# quick question about power heads



## macframalama (Apr 17, 2012)

hey can having a powerhead fully submerged do any harm..

becaues today i was ripping my big tank apart for a rescape and major overhaul and i had never noticed my powerhead says do not fully submerge and I HAVE HAD THAT THING UNDERWATER FOR ... FOREVER any thoughts, please let me know as i am still ripping it all apart and before it goes back together i would love to know, thanks


----------



## macframalama (Apr 17, 2012)

no one?> im the only guy that pulled this lol


----------



## Ra's al Ghul (Apr 28, 2010)

You want it fully submerged, you don't want the pump to run dry


----------



## hondas3000 (Apr 22, 2010)

I would follow the instruction on it as it is design to work that way.
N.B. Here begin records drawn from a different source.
PR #160, opened 2018-06-07
Fix raml-cop issues and modify examples for request payloads

sduvvuri-ebsco:
## Purpose
Noticed that raml-cop was showing issues at the latest master for one of the `providers` examples.
Also, noticed that if we do not have a "type" attribute in the request payload, then the request to mod-kb fails. 

## Approach
- Fix raml-cop issue
- Add "type" attribute to all request payloads and schema
- Add request example for `providers` and split out examples to follow the new pattern we established.

### DIFF
--- a/ramls/eholdings.raml
+++ b/ramls/eholdings.raml
@@ -153,12 +153,12 @@ types:
         description: OK
         body:
           application/vnd.api+json:
-            example: !include /examples/packages/packages_get_200_response.json        
+            example: !include examples/packages/packages_get_200_response.json        
       400:
         description: Bad Request
         body:
           application/vnd.api+json:
-            example: !include /examples/packages/packages_get_400_response.json
+            example: !include examples/packages/packages_get_400_response.json
   post:
     description: Create a custom package
     headers:
@@ -172,6 +172,7 @@ types:
             type: object
             required: true
             properties:
+              type: string
               attributes:
                 description: Needed because of JSON API
                 type: object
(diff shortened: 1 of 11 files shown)


dcrossleyau:
I noticed that you have some "example: !include ..." entries that have a leading slash on the include path and some that do not.

Do you know what is the best practice (i do not hence the question)?

All of our other RAMLs have no leading slash.

sduvvuri-ebsco:
The paths with leading '/' are treated as absolute paths and the ones without are treated as relative paths. It makes more sense to not have the leading '/' in our case since we want the relative path with respect to the current directory. However, using either did not make a difference in our case since both examples and eholdings.raml are at the same level, I think. I will change them all to be consistent and relative.

sduvvuri-ebsco:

It is also easy to get your warranty with it if you use it manufacture recommend.


----------



## Scherb (Feb 10, 2011)

Hello. depends on the power head. i never herd of one you can't submerse. the csa has a lot of rules that make manufactures put that warning in there. for example a submersible heater will say not to fully submerse even though it says full submersible on the box and is 100% submersible. just some legal crap. Cheers


----------



## hp10BII (Apr 23, 2010)

What brand is it?


----------



## gklaw (May 31, 2010)

Eventually all of them will loose their seal. When that happens you will fell the tingle when you touch the water. That's why they do not want you to fully submerge them.


----------



## macframalama (Apr 17, 2012)

yeah i removed it from the equation, basically i just wanted it to circulate some water but i had never noticed it said do not fully submerge, however it has been fully submerged in every use i have ever used it , maybe im lucky i didnt get fried or fry something else lol.oh well thanks alot for all the help guys but i just omitted it from the plan


----------